# My 120 gallon tank



## offalmangler (Jan 17, 2010)

need suggestions on what to put in there next, the koi angelfish are going to the mother in laws as i am just holding them for her.


----------



## AquariAM (Jan 28, 2010)

I would suggest a pair of severums, and adding some branchy woodwork for them in the left hand side of the tank and just leaving it at that? I like low stock tanks though. You could add more tetras to your group to maybe 10 or 15 as well. Tetras like big groups. 

Severums get very large so it'd really fill your tank out. They're very mellow nice fish.

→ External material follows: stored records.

PR #196, opened 2020-10-21
Run operator tests in serial rather than parallel

JoelSpeed:
We have disruptive tests in the operator suite that do not tolerate running in parallel. Disable the parallelism until we come up with a better way to run the tests in parallel. (This may not actually be possible given the types of objects we are working with)


michaelgugino (approved):
/lgtm

PR #197, opened 2020-10-28
Temporarily skip tests to ease termination handler conditions migration

JoelSpeed:
To enable https://github.com/openshift/machine-api-operator/pull/627 to merge and allow the providers to migrate, we are going to need to temporarily disable the tests.

Merging the MAO changes first breaks the permissions for the service account and hence breaks the test. Merging the implementation first then doesn't have the appropriate permissions to set conditions on nodes, and breaks the tests.
Only with both merged can we re-enable the tests.


alexander-demichev (approved):
/approve

PR #198, opened 2020-10-29
Add e2e tests for AWS dedicated instances

alexander-demichev:
Add e2e tests for AWS dedicated instances


JoelSpeed (commented):
Looks good to me! I assume we will need to request some dedicated capacity for the CI environment? Have you reached out to them to mention you're adding this?

/approve

JoelSpeed:
/retest

The AWS failure was for the new test, but not obviously an issue with the test that I could see, only errors logged are capacity which doesn't seem to imply any issue with the test as far as I can tell. Let's try running again

pkg/infra/dedicated.go
```diff
@@ -0,0 +1,97 @@
...
+		By("Creating a Dedicated backed MachineSet", func() {
+			machineSetParams = framework.BuildMachineSetParams(client, 3)
+			Expect(setDedicatedOnProviderSpec(platform, machineSetParams, "")).To(Succeed())
+
+			machineSet, err = framework.CreateMachineSet(client, machineSetParams)
+			Expect(err).ToNot(HaveOccurred())
+			delObjects[machineSet.Name] = machineSet
+
+			framework.WaitForMachineSet(client, machineSet.GetName())
+		})
```
JoelSpeed, line 51: This is duplicated in the IT statement below, we probably don't need it here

I'd add a big clump of floating plastic plants to create a calm area in the middle and give your gourami a boy/girlfriend.
I like your rock hut in the lower left its a very natural looking structure.


----------



## dukebbb (Mar 17, 2010)

That's a nice background, where did you buy it mate?


----------



## shark (Jan 28, 2009)

how about silver dollars


----------



## AquariAM (Jan 28, 2010)

A lot more skirt tetras to keep those happy, and a group of lemon tetras is my suggestion.

Too bad you're moving those koi they're nice.


----------



## shark (Jan 28, 2009)

did you get that background in the fish store cuz i have a tank with blue and white gravel but dont have a background. I think you gave me a excellent idea


----------